MicroRNA-155 potentiates the inflammatory response in hypothermia by suppressing IL-10 production.

Adrian T Billeter¹, Jason Hellmann², Henry Roberts³, Devin Druen³, Sarah A Gardner³, Harshini Sarojini³, Susan Galandiuk³, Sufan Chien³, Aruni Bhatnagar², Matthew Spite⁴, Hiram C Polk³.

Abstract

Therapeutic hypothermia is commonly used to improve neurological outcomes in patients after cardiac arrest. However, therapeutic hypothermia increases sepsis risk and unintentional hypothermia in surgical patients increases infectious complications. Nonetheless, the molecular mechanisms by which hypothermia dysregulates innate immunity are incompletely understood. We found that exposure of human monocytes to cold (32°C) potentiated LPS-induced production of TNF and IL-6, while blunting IL-10 production. This dysregulation was associated with increased expression of microRNA-155 (miR-155), which potentiates Toll-like receptor (TLR) signaling by negatively regulating Ship1 and Socs1. Indeed, Ship1 and Socs1 were suppressed at 32°C and miR-155 antagomirs increased Ship1 and Socs1 and reversed the alterations in cytokine production in cold-exposed monocytes.

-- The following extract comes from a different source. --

PR #836, opened 2019-05-10
Style up admin panel

craigspaeth:
Adds some CSS and a little rejiggering of HTML and state to get this UI:

cap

In contrast, miR-155 mimics phenocopied the effects of cold exposure, reducing Ship1 and Socs1 and altering TNF and IL-10 production. In a murine model of LPS-induced peritonitis, cold exposure potentiated hypothermia and decreased survival (10 vs. 50%; P < 0.05), effects that were associated with increased miR-155, suppression of Ship1 and Socs1, and alterations in TNF and IL-10. Importantly, miR-155-deficiency reduced hypothermia and improved survival (78 vs. 32%, P < 0.05), which was associated with increased Ship1, Socs1, and IL-10. These results establish a causal role of miR-155 in the dysregulation of the inflammatory response to hypothermia. © FASEB.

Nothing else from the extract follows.